# Martial Arts Tricks Website.



## arnisador (Nov 10, 2002)

Lots of video clips:

http://bilang.com/



> This website is about all kinds of special kicks, moves and flips, combining various martial arts like taekwondo, wushu, capoeira with gymnastics and acrobatics.


----------



## c2kenpo (Nov 10, 2002)

very neat site...of course with a bad ankle and a shaky knee it almost hurts to watch these guys. But really cool!

thanks.


----------



## theneuhauser (Nov 10, 2002)

hey buddy, you need to mosey on over to that link i threw up on health tips-


----------



## c2kenpo (Nov 10, 2002)

> _Originally posted by theneuhauser _
> 
> *hey buddy, you need to mosey on over to that link i threw up on health tips- *



Thanks!
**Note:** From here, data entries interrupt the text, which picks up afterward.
PR #1351, opened 2019-12-11
chore(operations): Add notices for OpenSSL to the license for binary distributions

### LINKED ISSUE #1348: Add OpenSSL notice to the license distributed with Vector's binaries
Our Vector binaries contain statically linked code from the OpenSSL project. Its [license](https://www.openssl.org/source/license-openssl-ssleay.txt) requires to provide the following notices when distributing it:

> This product includes software developed by the OpenSSL Project for use in the OpenSSL Toolkit (http://www.openssl.org/)

and 

> This product includes cryptographic software written by Eric Young (eay@cryptsoft.com)

For Windows binaries it is additionally required to provide this notice:

> This product includes software written by Tim Hudson (tjh@cryptsoft.com)

So, I propose to implement such inclusion in the following way:

1. Create a text file `NOTICES` in the Vector's repository containing all required notices.
2. When building archives with Vector binaries, use concatenation of the current `LICENSE` file and the `NOTICES` file as a new `LICENSE` file. This would ensure that users opening the `LICENSE` file would see all the notices and, in the same time, keep `LICENSE` in the repository without notices, as the Vector's source code repository doesn't contain code from the OpenSSL project.

a-rodin:
Closes #1348.

The name `NOTICE` is recommended by the Apache software foundation: http://www.apache.org/dev/licensing-howto.html.

I'm also thinking about including copyright information

```
Copyright (c) 2019 Vector Authors <vector@timber.io>
```

to the `NOTICE` file, as the `LICENSE` file is a standard Apache license file and doesn't contain any copyright information.

### DIFF
--- a/Cargo.toml
+++ b/Cargo.toml
@@ -23,7 +23,7 @@ assets = [
   ["config/examples/*", "/etc/vector/examples/", "644"],
   ["distribution/systemd/vector.service", "/etc/systemd/system/vector.service", "644"]
 ]
-license-file = "target/debian-license.txt"
+license-file = ["target/debian-license.txt"]
 extended-description-file = "target/debian-extended-description.txt"
 
 [workspace]
--- a/Cargo.toml
+++ b/Cargo.toml
@@ -23,6 +23,7 @@ assets = [
   ["config/examples/*", "/etc/vector/examples/", "644"],
   ["distribution/systemd/vector.service", "/etc/systemd/system/vector.service", "644"]
 ]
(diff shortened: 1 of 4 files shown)


a-rodin:
I don't fully understand the advertising clause in the OpenSSL license in application to Vector. It requires to add OpenSSL notice when advertising features using SSL. For example, `http` sink uses OpenSSL, but I'm not sure is it advertising, so that we need to include the notice to docs as well, or not.

PR #1387, opened 2019-12-18
chore(operations): Add `kubernetes source` as a scope

ktff:
Needed for #1249 to pass Semantic Pull Request check.

@binarylogic I am assuming this is all that is required to be changed.

### DIFF
--- a/.github/semantic.yml
+++ b/.github/semantic.yml
@@ -56,6 +56,7 @@ scopes:
   - tcp source
   - udp source
   - vector source
+  - kubernetes source
 
   # transforms
   - add_fields transform


ktff:
It can't be done like this. So I am closing it.

a-rodin:
The `.github/semantic.yml` is auto-generated from `.github/semantic.yml.erb`, which in turn uses sources from the `.meta` directory to derive valid scopes.

So it looks like the problem is that corresponding file in `.meta/sources` is called `kubernetes.toml.bak` and not `kubernetes.toml`, so that the source could not be detected by `make generate`.

ktff:
@a-rodin That's right, but by my understanding, Ben is still working on it, and by removing the `.bak` it would probably become public which isn't desired.

PR #1388, opened 2019-12-19
feat(new sink): Initial `aws_kinesis_firehose` sink

### LINKED ISSUE #559: New `aws_kinesis_firehose` sink

lukesteensen:
Closes #559 
Closes #1062 

This is another stab at an `aws_kinesis_firehose` sink. It's mostly a copied and modified version of the `aws_kinesis_streams` sinks, with some additional copying from the `elasticsearch` sink test setup (since we configure it to write to ES for the test).

There's probably a good bit of deduplication we could do between the two sinks (and ES tests), but this PR defers all of that in favor of getting something working.

I initially tried to test against an S3 delivery stream, which we should do at some point, but was foiled by some combination of localstack's S3 implementation and rusoto (https://github.com/localstack/localstack/issues/1647).

One thing that's unclear is whether or not we should add an option to encode newlines for delivery streams aimed at S3. I have not looked at how the objects look without it.

External refs: https://github.com/fluent/fluent-bit/issues/2485


binarylogic (approved):
Docs look good

src/sinks/aws_kinesis_firehose.rs
```diff
@@ -0,0 +1,374 @@
...
+};
+use serde::{Deserialize, Serialize};
+use snafu::Snafu;
+use std::{convert::TryInto, fmt, sync::Arc};
+use tower::Service;
+use tracing_futures::{Instrument, Instrumented};
+
+#[derive(Clone)]
+pub struct KinesisFirehoseService {
+    client: Arc<KinesisFirehoseClient>,
```
LucioFranco: Don't think we need to arc this https://docs.rs/rusoto_firehose/0.42.0/rusoto_firehose/struct.KinesisFirehoseClient.html#impl-Clone

src/sinks/aws_kinesis_firehose.rs
```diff
@@ -0,0 +1,374 @@
...
+
+        let config = ElasticSearchConfig {
+            provider: Some(Provider::Aws),
+            region: RegionOrEndpoint::with_endpoint("http://localhost:4571".into()),
+            index: Some(stream.clone()),
+            ..Default::default()
+        };
+        let common = ElasticSearchCommon::parse_config(&config).expect("Config error");
+
+        let client = reqwest::Client::builder()
```
LucioFranco: I kinda wanna get rid of reqwest and just use the elastic libraries serde feature. But we can do that in the future.

LucioFranco (approved):
LGTM :shipit: :fire:

a-rodin:
This looks great! I wrote an suggestion about further improving it in https://github.com/timberio/vector/issues/1407.

PR #1404, opened 2019-12-19
feat(new sink)!: Transform existing 'tcp' sink into 'socket' sink. (#1212)

stbrody:


src/sinks/socket.rs
```diff
@@ -0,0 +1,58 @@
...
+pub struct SocketSinkConfig {
+    #[serde(flatten)]
+    pub mode: Mode,
+}
+
+#[derive(Deserialize, Serialize, Debug, Clone)]
+#[serde(tag = "mode", rename_all = "snake_case")]
+pub enum Mode {
+    Tcp(TcpSinkConfig),
+}
```
bruceg: I think it is worth writing an `impl From<TcpSinkConfig> for Mode`, which would eliminate the need for `Mode::Tcp(TcpSinkConfig)` elsewhere, and allow instead `TcpSinkConfig.into()`

src/sinks/socket.rs
```diff
@@ -0,0 +1,58 @@
...
+        Self {
+            mode: Mode::Tcp(TcpSinkConfig::new(address)),
+        }
+    }
+}
+
+#[typetag::serde(name = "socket")]
+impl SinkConfig for SocketSinkConfig {
+    fn build(&self, cx: SinkContext) -> crate::Result<(super::RouterSink, super::Healthcheck)> {
+        match self.mode.clone() {
```
bruceg: Using `self.mode.as_ref()` should work here to eliminate the need for `clone()`.

src/sinks/util/tcp.rs
```diff
@@ -25,7 +26,7 @@ use tokio_tls::{Connect as TlsConnect, TlsConnector, TlsStream};
 use tracing::field;
 
 #[derive(Debug, Snafu)]
-enum BuildError {
+enum TcpBuildError {
```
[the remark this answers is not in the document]
stbrody: This was conflicting with sinks::BuildError, which is also used in this file, causing a compile failure.  Instead I probably could have imported sinks::BuilderError as SinksBuildError or something, or just referred to it as sinks::BuildError throughout, but this seemed an equally reasonable and straightforward solution.  If you have a preference for one of the three please let me know!

src/sinks/socket.rs
stbrody: Done!

src/sinks/socket.rs
stbrody: as_ref() didn't work, but just adding an & at the beginning to make it a reference seemed to

src/sinks/util/tcp.rs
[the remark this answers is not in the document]
bruceg: That's fair enough. There is nothing magic about the name, just informing about the common naming. I had missed the `sinks::BuildError` import.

What I mean by bad ankle and knee is that I'm fine for MA and everything but if i'm gonna kick you in the head I'll bring your head to my foot!!! My ankles and knee joints just are not made for high acrobatics like that. Cool but just not for me.

I could just see trying that and blowing my knee out again..then I could learn self-defense with a cane...hmmn....now that I think about it, maybe some cross training...hmmmn?


----------



## DWright (Nov 10, 2002)

Thanks for the link.  It's a nice site to check out.


----------